**Input records**.
PR #987, opened 2023-04-25
Allow multiple prevent default for Web, Desktop and LiveView

### LINKED ISSUE #535: Issues with multiple prevent_default attributes
**Problem**

As per the docs/examples it seems to be possible to prevent multiple defaults in the same element, but it is only working for the last one defined.

**Steps To Reproduce**

- Run and open in the browser the following app (see below)
- Drag and drop a file

```rust
use dioxus::prelude::*;

fn main() {
  tracing_wasm::set_as_global_default();
  dioxus_web::launch(app);
}

  cx.render(rsx!(
    div {
      ondrop: |_| tracing::info!("On drop"),
      ondragover: |_| tracing::info!("On drag over"),
      prevent_default: "ondrop",
      prevent_default: "ondragover",
      style: "border: 1px solid black; width: 300px; height: 200px;",
      "Drag and drop a file"
    }
  ))
}
```

**Expected behavior**

It should prevent the browser from opening the file and just show the logs, but it is instead opening the file, tested in Chrome and Safari.

**Environment:**
 - Dioxus version: `master` -> 8347de59565d39a275959accd441c27bc460c8d1
 - Rust version: 1.63.0
 - OS info: MacOS
 - App platform: `web`

**Questionnaire**

attilio-oliva:
At the moment, the DOM interpreter expects only one event to prevent the default behavior. This pr allows defining multiple events separated by spaces and prevent all of them.
This is the most straightforward way to do it, but maybe the code should be reviewed to be simplified.
Fixes  #535

### DIFF
--- a/docs/guide/examples/event_prevent_default.rs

**Exercise objective**.
Your output should be an exact copy of the lines from the one containing "This is the" through the last line of the data above.

**Reply**.
This is the most straightforward way to do it, but maybe the code should be reviewed to be simplified.
Fixes  #535

### DIFF
--- a/docs/guide/examples/event_prevent_default.rs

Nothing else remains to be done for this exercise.